Despite these ravages of modern tourism, it is still possible to enjoy the rugged beauty of the moors and envisage the scenes, wind swept and rain-lashed, which were foremost in the mind of Emily Brontë when she placed her lovers, Cathy and Heathcliff, in their encounters out here.
An indirect walk to Top Withins involves climbing up through an area known as Ponden Clough. Covered with heather, it must be a wonderful sight later in the year when the heather is in flower. Two tumbling becks divide the Clough, providing the important source of water for the Ponden Reservoir at the base of the valley. Having reached the heights of Ponden Kirk, one is rewarded on a clear day (such as today) with a panoramic view of the reservoir and of moorland and hills, which simply stretch for mile upon mile in every direction.
A mile or so further on, Top Withins is the ruined remains of a remote farmhouse. Pausing for lunch, we sat on the broken walls and took time to ponder how harsh life must have been for those who once lived here some one hundred and fifty years ago. How alien today’s visitors would seem to them, not least of all with the occasional mobile telephone making an unwelcomed intrusion. Even the sheep are tame; with only the firm pressure of a walking boot holding them off from approaching close enough to steal the sandwiches!

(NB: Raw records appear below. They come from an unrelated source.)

PR #207, opened 2026-01-16
Rename Timeout to AutoCancel

lalinsky:
## Summary
- Rename `zio.Timeout` to `zio.AutoCancel` to free up the `Timeout` name for a future tagged union type (matching `std.Io.Timeout`)
- Move timeout consumption logic to `Awaitable.consumeAutoCancel()`
- Replace `Runtime.checkTimeout()` with `AutoCancel.check()` returning bool
- Rename `CanceledStatus.timeout` to `auto_canceled`

## Test plan
- [x] All existing tests pass
- [x] Full build (examples and benchmarks) succeeds

### DIFF
--- a/src/runtime/autocancel.zig
+++ b/src/runtime/autocancel.zig
@@ -35,8 +35,11 @@ pub const AutoCancel = struct {
     }
 
     pub fn set(self: *AutoCancel, rt: *Runtime, timeout: Duration) void {
-        // Skip setting timer if waiting forever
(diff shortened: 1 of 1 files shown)


lalinsky:
@coderabbitai pending_errors should NOT actually be decreased here, the error was already delivered, that's why it has err as parameter, to make it obvious to the user to only call this after they received error.Canceled

lalinsky:
@coderabbitai you seem to be misunderstanding how the CancelationStatus works

PR #223, opened 2026-01-21
io_uring: handle EINTR by resubmitting operations

lalinsky:
## Summary

- io_uring can return -EINTR in CQE results when operations are interrupted by signals
- Instead of propagating this as an unexpected error, resubmit the operation automatically
- Make `submit()` handle both initial submission and resubmission to avoid code duplication

## Test plan

- [x] All existing tests pass


lalinsky:
@coderabbitai review

PR #273, opened 2026-02-03
Refactor current_coroutine tracking to eliminate special cases

lalinsky:
## Summary

Refactors `current_coroutine` tracking to eliminate special-case handling in `getCurrentTask()`.

Previously, `current_coroutine` was `null` when in the main task context, requiring a special case check. Now it always points to the active coroutine:

- **Main task context**: `current_coroutine = &main_task.coro`
- **Inside `run()` scheduler**: `current_coroutine = null`
- **Running spawned task**: `current_coroutine = &task.coro`

## Changes

- **`Executor.init()`**: Initialize `current_coroutine` to `&main_task.coro`
- **`Executor.run()`**: Set to `null` on entry, restore to `&main_task.coro` on exit (via `defer`)
- **Task stepping**: Set to `null` immediately after `step()` returns, before callbacks
- **`Executor.yield()`**: Check `is_main` by comparing to `&main_task.coro` instead of `null`
- **`Executor.getCurrentTask()`**: Simplified to always use `current_coroutine` (no special case)

## Benefits

1. **Cleaner API**: No special cases in `getCurrentTask()`
2. **Better semantics**: Cleanup callbacks always run in scheduler context (`current_coroutine = null`)
3. **More explicit**: The transition between task and scheduler contexts is now clearly visible

## Test plan

- [x] All existing tests pass (`./check.sh`)

### DIFF
--- a/src/runtime.zig
+++ b/src/runtime.zig
@@ -253,7 +253,7 @@ pub const Executor = struct {
 
     id: u6,
     loop: ev.Loop,
-    current_coroutine: ?*Coroutine = null,
+    current_task: ?*AnyTask = null,
 
     ready_queue: SimpleQueue(WaitNode) = .{},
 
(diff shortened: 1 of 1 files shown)


lalinsky:
@claude i think we could rename current_coroutine to current_task

PR #307, opened 2026-02-09
Add blocking socket operations support

### LINKED ISSUE #288: Implement blocking socket ops

lalinsky:
### Summary

Implements blocking socket operations following the pattern from PR #306 (blocking pipe operations).

### Implementation

- **POSIX**: Poll for readiness with infinite timeout, then perform I/O
- **Windows**: Direct blocking I/O

### Operations Added

- recv/send for stream sockets
- recvfrom/sendto for datagram sockets
- recvmsg/sendmsg for advanced message operations
- close/shutdown for connection management

All 355 unit tests pass successfully.

Fixes #288

### DIFF
--- a/src/ev/blocking.zig
+++ b/src/ev/blocking.zig
@@ -22,6 +22,9 @@ const NetRecvMsg = @import("completion.zig").NetRecvMsg;
 const NetSendMsg = @import("completion.zig").NetSendMsg;
 const NetOpen = @import("completion.zig").NetOpen;
 const NetBind = @import("completion.zig").NetBind;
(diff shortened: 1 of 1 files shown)


lalinsky:
@claude the windows check needs to be outside the poll func, it fails on windows

lalinsky:
@claude but we could actually use poll for net recv send ops on windows, that would allow us to support timeouts later on

lalinsky:
@claude what would be needed to support listen/accept/connect as well?

lalinsky:
@claude implement it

Literature however, such as that written by the Brontës, is not about describing reality. It is about opening windows in the minds of the readers through which they are able to see an imagined world. Despite the imposition of the modern tourist, the world the Brontës drew from and extended within their own imaginations is still out there. All one needs to do is open those windows in our own imaginations. Contemporary intrusions instantly disappear and we can be transported back to a dark, storm-lashed moor and two desperate lovers. It is the ability to make that cerebral connection with the mind of an author, living one hundred and fifty years ago, which makes today’s journey worthwhile. However many centuries pass, Top Withins will, for the literary mind, forever be the formidable Wuthering Heights.
* * *
The walk back from Haworth passes through a small settlement called Stanbury. It is perhaps worth noting that Stanbury was the home of Timothy Feather, or ‘Owd Timmy’ as he was locally known. With the onset of the Industrial Revolution, the development of steam-powered mills within the West Riding of Yorkshire caused the demise of the old cottage industry of handloom weaving. However, undeterred, ‘Owd Timmy’ continued at his craft until his death, at the age of 85, in 1910.